İTAAT ETMEYECEĞİZ: Şiddetle uğraşta en değerli kazanım olan İstanbul Kontratından çekilmeyi ve 6284’ü uygulamamayı aile odaklı bayan söylemi ile yasallaştırmaya çalışan AKP-MHP iktidar bloğu kendi devamlılığını da bu siyasetlerinde görmektedir. “Kutsal aile”, “ makul kadın”, telaffuzunu şiar edinen eril zihniyet, nafaka hakkını gasp ederek, çocuk istismarını evlilik yoluyla yasallaştırarak, nefret telaffuzlarını ve şiddeti arttırarak cinsiyetçi zihniyet kodlarını topluma hakim kılmaya çalışmaktadır.

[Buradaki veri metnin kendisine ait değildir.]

PR #131, opened 2020-04-23
Add fix for heisenbug Airtable error in MapScreen

anniero98:

# What's new in this PR

- In `_populateInitialStoreProducts`, the call to `_populateStoreProducts` depends on `setState` for `store` completing. There's a race condition here that we caught w/ Ethan & Thu debugging but the bug is still live in PROD.
- Fixed by adding a null check
- Added (belated) logging to Sentry

### Related PRs

N/A

## How to review

Difficult to reproduce the bug in the first place 😅 

## Next steps

We should add logging to all the `try/catch` blocks and verify that we are handling all possible promise rejections + add `try/catch` and logging if not. That'll help with diagnosing the white-screen bug (which this may or may not fix)

### Screenshots

image

This should stop happening

CC: @wangannie

### DIFF
--- a/screens/map/MapScreen.js
+++ b/screens/map/MapScreen.js
@@ -121,13 +121,15 @@ export default class MapScreen extends React.Component {
   };
 
   _populateStoreProducts = async store => {
-    try {
-      const products = await getProductData(store);
-      if (products) {
-        this.setState({ storeProducts: products });
+    if (store) {
+      try {
+        const products = await getProductData(store);
+        if (products) {
+          this.setState({ storeProducts: products });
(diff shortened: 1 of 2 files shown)


screens/map/MapScreen.js
```diff
@@ -23,6 +23,7 @@ import {
   DragBar,
   SearchBar,
 } from '../../styled/store';
+import { logErrorToSentry } from '../lib/logUtils';
```
wangannie, line 26: Says this is missing -- must be `../../lib/logUtils`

Kapanan Bayan Kurumları, artan şiddet, cinayetler, kazanımlara dönük akınlarla hedeflenen aslında tüm toplumun rehin alınmasıdır. Lakin, bayanların her alandaki gayreti; 8 Martlarda, 25 Kasımlarda, Feminist Gece Yürüyüşlerinde tüm engellemelere karşın açığa çıkan bayan iradesi ve gayreti hem AKP-MHP şahsında erkek devlet şiddetini teşhir ediyor, hem de ortak çaba ve dayanışmanın gerekliliğine ve bayan uğraşının gücüne işaret ediyor. Tüm bu tespitler ışığında, HDK Bayan meclisleri olarak bizler bayan dayanışmasının gücüne olan inancımızla; direnen bayanların olduğu her yerde bir ortaya gelmek, ataklar ile karşı karşıya olduğumuz her yerde sözümüzü-eylemimizi örgütlemek ve ortak bayan gayretini her alanda büyütmek kararlığındayız. Umudu nerden mi alıyoruz? Elbette ki çabamızdan, birlikteliğimizden, ısrarımızdan ve Bayan özgürlük çizgimizin haklılığından…
Patriarkaya-faşizme karşı biat etmeyen, haklarından da hayatlarından da vazgeçmeyen Bayanlar olarak Bayan dayanışmasını ve uğraşını büyüten bir perspektifle ve Bayan özgürlük uğraşından aldığımız tarihi mirasla, bu 25 Kasım’da da tüm renklerimiz, tüm dillerimiz ve tüm farklılıklarımızla sokaklarda olacağız. Çok iyi biliyor ve bildiriyoruz ki itaat etmeyeceğiz, bayanız, varız, her yerde var olacağız.”